Another fascinating discovery was the silesaur line; a sister-group of the dinosaurs that were obligate plant-eaters, not too unlike what we’d have expected to see for very early ornithischians. These guys were really just discovered about twenty years or so ago, and the group filled out with more specimens and species, and then, perhaps unsurprisingly, in the last couple of years or so new cladograms are now recovering them as early ornithischians. This actually makes a lot of sense for many good reasons; including that there is a long ornithischian ghost lineage throughout the Triassic until they burst on the scene in the early Jurassic as fabrosaurs and early ornithopods, etc. If the silesaurs are actually the ghost lineage, no longer ghost, then that fills in a major hole in the fossil record, and expands dramatically the scope of dinosaurs, and their variety and diversity during the Triassic. This is an interpretation that is gaining ground, but there’s still some inertia for silesaurs as sister group to dinosaurs rather than early ornithischian dinosaurs, so it hasn’t been universally adopted. In addition, there are some competing models for the structure of the dinosaur family tree, including uniting sauropods and ornithischians as “Phytodinosauria” and even uniting therapods and ornithischians (but not sauropods or their lineage) as "Ornithoscelida". These last two studies have been recovered in a few studies, but not seen as statistically very likely. The silesaurs as early ornithischians is better supported and has been recovered in several phylogenetic studies, but it’s still not seen as sufficiently definitive to replace the null hypothesis from earlier studies that recovered silesaurs just outside of Dinosauria.

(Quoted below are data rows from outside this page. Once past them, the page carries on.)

PR #617, opened 2016-06-02
[nano] updating HEAD to git repo

tmaone:
Nano's source tree has been migrated to [`git`](http://www.nano-editor.org/git.php).

### DIFF
--- a/nano.rb
+++ b/nano.rb
@@ -13,7 +13,7 @@ class Nano < Formula
   end
 
   head do
-    url "git://git.savannah.gnu.org/nano.git"
+    url "http://git.savannah.gnu.org/r/nano.git"
     depends_on "automake" => :build
     depends_on "autoconf" => :build
   end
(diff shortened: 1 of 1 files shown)


nano.rb
```diff
@@ -13,7 +13,7 @@ class Nano < Formula
   end
 
   head do
-    url "svn://svn.sv.gnu.org/nano/trunk/nano"
+    url "git://git.savannah.gnu.org/nano.git"
```
DomT4: Any chance `http://git.savannah.gnu.org/r/nano.git` works instead here? The `git://` protocol has a bit of a habit of getting taken out by restrictive firewalls.

tmaone: Just checked. It works fine. I'll update to `http` then.

DomT4:
Merged in https://github.com/Homebrew/homebrew-dupes/commit/7e4f13df8db5c01d04b96abb95c91aec884d047d. Thank you for your contribution to Homebrew @tmaone; we appreciate it! :smiley_cat:

PR #620, opened 2016-06-13
unzip: Depends on bzip2 and fixes for Linuxbrew

sjackman:


unzip.rb
```diff
@@ -43,13 +45,15 @@ class Unzip < Formula
...
+    args = []
+    args << "LFLAGS1=-liconv" if OS.mac?
     system "make", "-f", "unix/Makefile",
       "CC=#{ENV.cc}",
       "LOC=-DLARGE_FILE_SUPPORT",
       "D_USE_BZ2=-DUSE_BZIP2",
       "L_BZ2=-lbz2",
-      "LFLAGS1=-liconv",
-      "macosx"
+      "macosx",
```
DomT4: Is `macosx` not problematic for Linux, or?

sjackman: Believe it or not, the `macosx` build rule is actually much saner than the `linux` build rule, which is weird. In fact, that whole Makefile is one of the more odd Makefiles that I've ever seen in my life. Short answer though, the `macosx` target works just fine on Linux.

DomT4: Heh, oh well 🙈. Thanks for the answer!

DomT4:
Merged in https://github.com/Homebrew/homebrew-dupes/commit/9e4a084bdcfa435c5a00e6b5df4961c1809c988a. Thanks @sjackman!

sjackman:
Thanks for the merge, Dominyk!

PR #621, opened 2016-06-13
openssh: Depends on libedit and krb5 for Linuxbrew

sjackman:
Remove pam dependency for Linuxbrew.
Fix mkdir: cannot create directory `/var/empty': Permission denied


DomT4:
Merged in https://github.com/Homebrew/homebrew-dupes/commit/a892bf44a80d6358be5133662ecb3adc90a7338b. Thanks again Shaun.

sjackman:
Thanks once again for the merge, Dominyk!

PR #624, opened 2016-06-23
ed: Symlink ed to ged with --default-names

sjackman:
Symlink `ed` to `ged` when compiled with `--default-names` to fix `test`.


ilovezfs:
This doesn't seem like the right way to fix the bug. If I'm using default names, there shouldn't be any g+ prefix around at all. Is this the bug where superenv fails to pick the brew version when it has the default name? Or is it a different bug?

sjackman:
`brew test` fails because it executes `ged`, which is named `ed` if you install it `--with-default-names`.

Any scripts that depend on GNU `ed` being named `ged` on Homebrew will fail if it's installed `--with-default-names`. This fix ensures that those scripts will continue to work.

sjackman:
```
Error: 1 problem in 1 formula
homebrew/dupes/ed:
  * Stable: Please use https:// for http://ftpmirror.gnu.org/ed/ed-1.12.tar.lz
```
http://bot.brew.sh/job/Homebrew%20Dupes%20Pull%20Requests/311/version=el_capitan/testReport/junit/brew-test-bot/el_capitan/audit_homebrew_dupes_ed/

ilovezfs:
@sjackman I think I'd change the test to check the build options and then execute the correct binary. For example, https://github.com/Homebrew/homebrew-core/blob/master/Formula/idris.rb#L56-L63

sjackman:
Done. Also fixed the above audit warning.

sjackman:
@ilovezfs Bump. =)

ilovezfs:
@sjackman looks good. You might also want to add a third parameter to the `pipe_output`s asserting the exit status is zero, since `pipe_output` won't do that by default, unlike `shell_output`, which does, though it's hard to imagine the replacements succeeding without the exit status having been zero, but you never know!

sjackman:
Fixed. Thanks for the suggestion, Joe.

ilovezfs:
:+1:

ed.rb
```diff
@@ -37,7 +37,11 @@ def caveats
   test do
     testfile = (testpath/"test")
```
ilovezfs: This doesn't actually need the parentheses if you feel like removing them

sjackman: Fixed.

ilovezfs:
@DomT4 :ship:?

ilovezfs:
@sjackman I guess to be consistent, this seems to be the idiom:
https://github.com/Homebrew/homebrew-dupes/blob/1542997258b0fca605c95a3df23ea200cbb9bff5/grep.rb#L50
https://github.com/Homebrew/homebrew-dupes/blob/046ed555453d7f464c044d2da0f83764c614feaf/make.rb#L37

DomT4:
Prefer the way ILZ points out above, but in theory 👍.

sjackman:
Agreed. I recall that I have had pushback against using the ternary operator in formulas, but I like it just fine. Fixed.

DomT4:
Mike's not a fan of them, but I think handling default names in tests is a reasonable use case.

sjackman:
If it's for readability, (because `?` and `:` look weird), I quite like using if/then/else/end, though it's more verbose.
```ruby
cmd = build.with?("default-names") ? "ed" : "ged"
cmd = if build.with?("default-names") then "ed" else "ged" end
```

DomT4:
It's more that ternary operators can be obtuse to people new to Ruby, and formulae are _supposed_ to be fairly easy.

ilovezfs:
I think we can expect "them" to learn the ternary operator. If we need to use stick figures and crayons to help, I'm not opposed.

ilovezfs:
@BrewTestBot test this please

ilovezfs:
pulled.

sjackman:
Thanks, Joe.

In any case, for much of pop science’s coverage of the Triassic, it was seen as merely the preface to the coming of the dinosaurs, and while there were some unusual creatures kicking around, (and I haven’t even touched on drepanosaurs, nothosaurs, tanystropheids, etc.) it was treated as merely the time when somewhat mysteriously, dinosaurs, pterosaurs and mammals all first appeared, but were just setting up the stage for the Jurassic, when things were actually interesting. This isn’t true at all; the Triassic is a fascinating period and the ecosystems that it had are, to me, now among the most interesting out there.